The network communication link can be one example of a communication media. Communication media can typically be embodied by computer readable instructions, data structures, program modules, or other data in a modulated data signal, such as a carrier wave or other transport mechanism, and can include any information delivery media. A "modulated data signal" can be a signal that has one or more of its characteristics set or changed in such a manner as to encode information in the signal. By way of example, and not limitation, communication media can include wired media such as a wired network or direct-wired connection, and wireless media such as acoustic, radio frequency (RF), microwave, infrared (IR) and other wireless media. The term computer readable media as used herein can include both storage media and communication media.

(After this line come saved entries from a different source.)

PR #4147, opened 2019-03-27
Feature/robot  reorganization

boakley:
This branch has a reorganization of the tests folder, based on my earlier proposal. The main difference between this and the original proposal is that instead of tests/Cumulus/tests I used robot/Cumulus/tests. 

In addition to moving things around, I modified cumulusci.yml to save the robot_libdoc output to robot/Cumulus/doc, and test output to robot/Cumulus/results. We probably want to add those folders to .gitignore, though I haven't yet done that. 

# Critical Changes

# Changes

# Issues Closed

# New Metadata

# Deleted Metadata


cumulusci.yml
```diff
@@ -67,10 +67,16 @@ tasks:
         options:
             path: unpackaged/config/delete
 
+    robot:
+        options:
+            suites: robot/Cumulus/tests
+            options:
+                outputdir: robot/Cumulus/results
```
davisagli: yay, I've been wanting this. Please do go ahead and add this folder to .gitignore.

robot/Cumulus/tests/browser/batch_gift_entry/bge_default_batch.robot
```diff
@@ -1,6 +1,7 @@
 *** Settings ***
 
-Resource        tests/NPSP.robot
+#Resource        robot/Cumulus/resources/NPSP.robot
```
skristem: looks like you forgot to remove the commented line

boakley: Thanks for catching that. I've removed it and pushed the change.

boakley: Thanks for catching that. I've removed it and pushed it.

The computing device <NUM> can be implemented as a portion of a small-form factor portable (or mobile) electronic device such as a cell phone, a personal data assistant (PDA), a personal media player device, a wireless web-watch device, a personal headset device, an application specific device, or a hybrid device that include any of the above functions. The computing device <NUM> can also be implemented as a personal computer including both laptop computer and non-laptop computer configurations.

Claim 1:
A method of automatic generation of app-specific client certification on a host computing device (<NUM>) having a host operating system (<NUM>), the method comprising:
receiving a request to install, modify a permission of, or launch a packaged application (<NUM>) in the host operating system (<NUM>), the packaged application (<NUM>) containing both a web server (<NUM>) and a corresponding web client (<NUM>); and
in response to receiving the request:
automatically generating, with the web server (<NUM>), data representing a server certificate (110a) and a client certificate (110b) for the web client (<NUM>);
storing the generated server and client certificates (110a, 110b) in a private memory (<NUM>) allocated by the host operating system (<NUM>) to the packaged application (<NUM>), the private memory (<NUM>) being accessible only by the web server (<NUM>) and the web client (<NUM>);
upon completion of generating the server and client certificates (110a, 110b), activating, by the web server (<NUM>), the web client (<NUM>) in the packaged application (<NUM>); and
during activation of the web client (<NUM>), retrieving, by the web client (<NUM>), a copy of the stored client certificate (110b) from the private memory (<NUM>), and authenticating the web client (<NUM>) to the web server (<NUM>) with the retrieved copy of the stored client certificate (110b) and authenticating the web server (<NUM>) to the web client (<NUM>) using a copy of the stored server certificate (110a) to reduce a risk of unauthorized access to the web server (<NUM>) by another web client (<NUM>') executing on the host computing device (<NUM>).